DEFECT IN SKELETAL-MUSCLE PHOSPHATIDYLINOSITOL-3-KINASE IN OBESE INSULIN-RESISTANT MICE

Activation of phosphatidylinositol-3-kinase (PI3K) is one of the earliest postreceptor events in the insulin signaling pathway. Incubation of soleus muscles from lean mice with 50 nM insulin caused a 3-10-fold increase in antiphosphotyrosine-immunoprecipitable PI3K (antiPTyr-PI3K) activity within 2 min in muscle homogenates as well as both the cytosolic and membrane fractions.
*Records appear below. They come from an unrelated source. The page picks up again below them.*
Issue #6372, opened 2018-07-12
Spec compilation failure (read before assignment to local variable 'base')


myfreeweb:
Weird compile error is happening when running specs with a Crystal that was built with LLVM **6.0.1** on FreeBSD:

```
in macro 'macro_1343766128' /usr/home/greg/crystal/spec/std/file_spec.cr:587, line 8:

   1.
   2.       it "converts a pathname to an absolute pathname, using ~ (home) as base (trailing /)" do                                                                                  
   3.         prev_home = home
   4.         begin
   5.           ENV["HOME"] = File.expand_path(datapath)
   6.           File.expand_path("~/").should eq(home)
   7.           File.expand_path("~/..badfilename").should eq(File.join(home, "..badfilename"))                                                                                       
>  8.           File.expand_path("..").should eq("/#{base.split('/')[0...-1].join('/')}".gsub(/\A\/\//, "/"))                                                                         
          
read before assignment to local variable 'base'
```

(`base` is a private function in the file, not a local variable)

/cc #5556

felixbuenemann:
I'm also running into this on llvm 6.0.1 from Homebrew on macOS 10.13.5, will have to check with crystal compiled against llvm@5 (5.0.2).

I'll see if a full `make clean` helps, I only forced recompile of `llvm_ext.o` after switching from LLVM 5 to 6 because of patches required for 6.0.1.

asterite:
The error message happens at the semantic stage, which has nothing to do with LLVM, so I really doubt it has anything to do with the LLVM version.

felixbuenemann:
Yeah you are right, I'm also running into it when compiling with 5.0.2.

I also tried `make clean` and clearing out `.crystal` and `~/.cache/crystal` as well as using the precompiled 0.25.1 binaries for compilation and the error persisted.

felixbuenemann:
The error goes away if I remove the wrapping `{% unless flag?(:win32) %}` macro.

felixbuenemann:
Oh and compiling the file_spec standalone also works, but all_spec fails (make spec).

straight-shoota:
I presume this has been resolved.

Issue #5556, opened 2018-01-08
Support LLVM6


ysbaddaden:
LLVM 6.0 was branched, we may start investigating what got broken, and more importantly: what got added to the C API (surprise).

asterite:
Surprise?? 😮

ysbaddaden:
From an initial attempt (ubuntu trusty, using prebuilt https://apt.llvm.org packages), I got a few hiccups. For example missing support for GCC 4.8.5 (`no option -Wdate-time`), and a missing symbol (`LLVMInitializeInstCombine`) probably due to the packages, since we never call the function directly, and fixed with the `--link-static` flag, such as:

```sh
$ make clean crystal \
  LLVM_CONFIG="llvm-config-6.0 --link-static" \
  CXX=clang++-5.0 CC=clang-5.0
```

I then got actual compatibility issues:

```
/home/github/crystal/src/llvm/ext/llvm_ext.o: In function `LLVMDIBuilderCreateCompileUnit':
src/llvm/ext/llvm_ext.cc:(.text.LLVMDIBuilderCreateCompileUnit+0x12f): undefined reference to `llvm::DIBuilder::createCompileUnit(unsigned int, llvm::DIFile*, llvm::StringRef, bool, llvm::StringRef, unsigned int, llvm::StringRef, llvm::DICompileUnit::DebugEmissionKind, unsigned long, bool, bool, bool)'
/home/github/crystal/src/llvm/ext/llvm_ext.o: In function `LLVMDIBuilderCreateFunction':
src/llvm/ext/llvm_ext.cc:(.text.LLVMDIBuilderCreateFunction+0xf1): undefined reference to `llvm::DIBuilder::createFunction(llvm::DIScope*, llvm::StringRef, llvm::StringRef, llvm::DIFile*, unsigned int, llvm::DISubroutineType*, bool, bool, unsigned int, llvm::DINode::DIFlags, bool, llvm::MDTupleTypedArrayWrapper<llvm::DITemplateParameter>, llvm::DISubprogram*, llvm::MDTupleTypedArrayWrapper<llvm::DIType>)'
/home/github/crystal/src/llvm/ext/llvm_ext.o: In function `LLVMDIBuilderCreatePointerType':
[...]

PR #6380, opened 2018-07-13
Fix compilation with LLVM 6.0.1

felixbuenemann:
This fixes the following compile error on LLVM 6.0.1 (and 6.0.0):

```
Using /usr/local/opt/llvm/bin/llvm-config [version=6.0.1]
c++ -c  -o src/llvm/ext/llvm_ext.o src/llvm/ext/llvm_ext.cc -I/usr/local/Cellar/llvm/6.0.1/include  -stdlib=libc++ -fPIC -fvisibility-inlines-hidden -Werror=date-time -Werror=unguarded-availability-new -std=c++11 -Wall -W -Wno-unused-parameter -Wwrite-strings -Wcast-qual -Wmissing-field-initializers -pedantic -Wno-long-long -Wcovered-switch-default -Wnon-virtual-dtor -Wdelete-non-virtual-dtor -Wstring-conversion -DNDEBUG   -D__STDC_CONSTANT_MACROS -D__STDC_FORMAT_MACROS -D__STDC_LIMIT_MACROS
CRYSTAL_CONFIG_PATH="/Users/felix/dev/misc/crystal/src" ./bin/crystal build --mcpu=broadwell --release  -o .build/crystal src/compiler/crystal.cr -D without_openssl -D without_zlib
duplicate symbol _LLVMDIBuilderCreateCompileUnit in:
    /Users/felix/dev/misc/crystal/src/llvm/ext/llvm_ext.o
    /usr/local/Cellar/llvm/6.0.1/lib/libLLVMCore.a(DebugInfo.cpp.o)
duplicate symbol _LLVMDIBuilderFinalize in:
    /Users/felix/dev/misc/crystal/src/llvm/ext/llvm_ext.o
    /usr/local/Cellar/llvm/6.0.1/lib/libLLVMCore.a(DebugInfo.cpp.o)
duplicate symbol _LLVMDIBuilderCreateFile in:
    /Users/felix/dev/misc/crystal/src/llvm/ext/llvm_ext.o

Insulin did not affect total PI3K activity. Both the antiPTyr-PI3K stimulation and activation of insulin receptor tyrosine kinase were dependent on hormone concentration. In muscles from obese, insulin-resistant mice, there was a 40-60% decrease in antiPTyr-PI3K activity after 2 min of insulin that was present equally in the cytosolic and membrane fractions. A significant reduction in insulin sensitivity was also observed. The defect appears to result from alterations in both insulin receptor and postreceptor signaling. Starvation of obese mice for 48 h, which is known to reverse insulin resistance, normalized the insulin response of both PI3K and the receptor tyrosine kinase. The results demonstrate that: (a) antiPTyr-PI3K activity is responsive to insulin in mouse skeletal muscle, (b) both the insulin responsiveness and sensitivity of this activity are blunted in insulin-resistant muscles from obese mice, (c) these alterations result from a combination of insulin receptor and postreceptor defects, and (d) starvation restores normal insulin responses.